Também não são raros casos de menores detidos após terem sido feridos pelas forças de segurança israelenses. Abdurahman al-Zaghal, que estava na lista de libertados no domingo, é um desses. Em agosto, após ter saído de casa para comprar pão, ele foi baleado na cabeça por soldados e teve a prisão decretada em seguida, segundo seu tio, que relatou a história à BBC. Desde então, ele está em uma unidade de tratamento intensivo, o que fez seu julgamento acontecer à revelia. Segundo as autoridades do país, ele havia tentando jogar um coquetel molotov no posto de um assentamento israelense.

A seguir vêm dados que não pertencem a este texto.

PR #775, opened 2026-07-10
chore(geofence): enrich transition events with geofence metadata

mrehan27:
Enriches the "Geofence Transition" event with workspace-defined `metadata` from `POST /geofences/nearest`.

## What
- `metadata` (scalar string/number/bool map) from the nearby response is cached on the region, snapshotted onto the pending delivery at crossing time, and preferred fresh from cache at send — falling back to the snapshot when the geofence has left the cache (same hybrid as `geofenceName`).
- Emitted as a nested `metadata` object on the event, **always present** (empty `{}` when the fence has none). Values keep their type (string/long/double/boolean).
- Non-scalar values (null/array/object) are dropped at parse; defensive count (100) + payload (100 KB) caps as a runaway-payload backstop — the server does the real validation.
- `geosetId` now emitted as a plain string (dropped the numeric coercion).
- Dropped `radius` from the `/geofences/nearest` request body (now optional server-side).

## Notes
- Both delivery paths (WorkManager direct-HTTP + foreground flush) build an identical property set.
- The worker carries only the pending-store key through WorkManager `inputData` and loads the full row from the store, so metadata (which can be large) never risks the ~10 KB `Data` limit and the worker always sends the authoritative snapshot rather than a copy.
- No public API change (all internal); adds one internal helper `PendingDeliveryStore.get(key)` in `:core` (not in the API dump).
- iOS parity confirmed against the equivalent iOS change (metadata feature fully aligned; iOS is dropping `radius` too).

## Stack
```
main
 └─ feature/geofence-on-device
     └─ mbl-2045-geofence-transition-metadata  ← this PR
```

## Test plan
- `./gradlew :core:testDebugUnitTest :core:apiCheck :geofence:testDebugUnitTest :geofence:apiCheck :messagingpush:testDebugUnitTest` — green
- `make lint-no-format` — green

[MBL-2045](https://linear.app/customerio/issue/MBL-2045/mobile-enrich-geofence-transition-events-with-geofence-metadata)

---

> [!NOTE]
> **Medium Risk**
> Touches geofence event delivery, pending-store durability, and nearest-fetch request shape; behavior changes (metadata payload, persist-failure handling, no client radius) could affect transition delivery or backend fetch semantics if misaligned with server expectations.
> 
> **Overview**
> **Geofence Transition** events now carry workspace **`metadata`** from `POST /geofences/nearest`: parsed with tolerant sanitization (scalar-only, count/size caps), cached on `GeofenceRegion`, snapshotted on pending delivery, and merged at send time via `withFreshestEventData` (same pattern as `geofenceName`) on both WorkManager HTTP and foreground flush. Event properties always include a nested **`metadata`** object; **`geosetId`** is emitted as a string (no numeric coercion).
> 
> **Delivery reliability:** `PendingDeliveryStore.append`/`appendAll` return whether the disk write succeeded; `get(key)` supports worker lookup. On persist failure the broadcast receiver rolls back cooldown via `GeofenceCooldownFilter.release` and skips scheduling. **`GeofenceEventWorker`** passes only `entry_key` in WorkManager `Data` and loads the full row from the store (avoids ~10 KB limits and drift with large metadata).
> 
> **Fetch/sync:** `/geofences/nearest` no longer sends **`radius`** (removed `remoteSearchRadiusMeters`). OS re-register skips when only non-geometry fields change (`equalsForRegistration` replaces geoset-only equality), covering metadata, name, and `lastUpdated`.
> 
> <sup>Reviewed by [Cursor Bugbot](https://cursor.com/bugbot) for commit 3986b2e009c01debb9bb4608a6413109b756cccc. Bugbot is set up for automated code reviews on this repo. Configure [here](https://www.cursor.com/dashboard/bugbot).</sup>


geofence/src/main/kotlin/io/customer/geofence/worker/GeofenceEventWorker.kt
```diff
@@ -38,16 +30,12 @@ internal class GeofenceEventScheduler(
...
-            .putString(KEY_GEOFENCE_ID, entry.geofenceId)
-            .putString(KEY_TRANSITION, entry.transition.name)
-            .putString(KEY_TRANSITION_ID, entry.transitionId)
-            .putLong(KEY_TIMESTAMP, entry.timestamp)
-            .apply {
-                entry.userId?.let { putString(KEY_USER_ID, it) }
-                entry.geofenceName?.let { putString(KEY_GEOFENCE_NAME, it) }
-                entry.geosetId?.let { putString(KEY_GEOSET_ID, it) }
-            }
+            .putString(KEY_ENTRY_KEY, entry.key)
```
Shahroz16, line 38: Now that WorkManager receives only this key, the pending file is the sole copy of the event. appendAll currently returns Unit and writeAll logs and swallows I/O failures, so the receiver schedules this key even when no row was saved. The worker then sees get(entryKey) return null, assumes another path delivered it, and returns success. Could append success be made observable and scheduling happen only after confirmed persistence, with a fallback or cooldown rollback when the write fails? Otherwise a transient disk error silently loses the transition.

geofence/src/main/kotlin/io/customer/geofence/GeofenceRegion.kt
```diff
@@ -70,8 +73,9 @@ internal fun GeofenceRegion.toGmsTransitionTypes(): Int {
...
 /**
- * Equal for OS-registration purposes: everything but [geosetIds], which drive event fan-out, not
- * GMS registration. A geoset-only change updates the cache without a needless re-register.
+ * True when two regions are identical for OS-registration purposes — matching on everything except
+ * the event-only fields ([geosetIds], [metadata]), which drive event payload rather than GMS geometry.
+ * A change to only those updates the cache without a needless re-register.
  */
-internal fun GeofenceRegion.equalsIgnoringGeosetIds(other: GeofenceRegion): Boolean =
-    copy(geosetIds = other.geosetIds) == other
+internal fun GeofenceRegion.equalsForRegistration(other: GeofenceRegion): Boolean =
```
Shahroz16, line 80: Could this comparison use only the fields passed to Geofence.Builder, which are ID, coordinates, radius, and transition types? name is event payload too, but data-class equality still compares it. A backend rename therefore falls out of existingBusinessIds, is re-added with INITIAL_TRIGGER_ENTER, and can emit a synthetic enter for a device already inside. A name-only regression test alongside the metadata and geoset tests would pin the intended behavior.

geofence/src/main/kotlin/io/customer/geofence/worker/GeofenceEventWorker.kt
mrehan27: Updated to remove cooldown if write fails

geofence/src/main/kotlin/io/customer/geofence/GeofenceRegion.kt
mrehan27: Updated

Shahroz16 (approved):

Ainda em tratamento, ele segue no hospital, mas agora sem tornozeleira eletrônica.

Antes da guerra, 146 crianças e adolescentes estavam no sistema penitenciário de Israel, cerca de 10% do total de presos, segundo Abdallah Zgari, presidente da ONG Clube de Prisioneiros Palestinos. No entanto, em pouco mais de um mês de conflito, esse número mais que triplicou. Cerca de 350 menores foram detidos no período, totalizando 500 num universo de mais de 8,3 mil palestinos encarcerados. Anualmente, 700 menores que vivem na Cisjordânia ocupada são processados por tribunais israelenses.

Desde 2000, no início da segunda Intifada, cerca de 13 mil crianças e adolescentes palestinos foram detidos por forças israelenses. Dessas, mais de 1,5 mil precisaram receber tratamento médico durante a prisão na última década. Para grupos de direitos humanos, que denunciam relatos também de torturas, os números sugerem que elas foram vítimas de maus-tratos (Com agências internacionais).